Work request: Work out how many lines in the material below hold "dead", then give only that number.

☆ ☆ ☆ ☆ ☆ ☆ ☆

PR #4987, opened 2023-11-09
Update manpage for release

blattms:
No need to run jenkins.


blattms:
shameless self-mergr :grin:

PR #4990, opened 2023-11-10
Avoid some dead stores

akva2:
As flagged by static analyzers.


akva2:
jenkins build this please

blattms:
About the dead stores in ddd0c5629dd50a69b2230f86943246be8b21c7ee : To me it seems like all stores in result in that function are dead, not only those two. Actually the local variable result could even be removed. It does not seem to be read anywhere.

What am I missing?

akva2:
It is returned from the function below.

blattms:
I see. Sorry missed that.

☆ ☆ ☆ ☆ ☆ ☆ ☆

Answer section: 2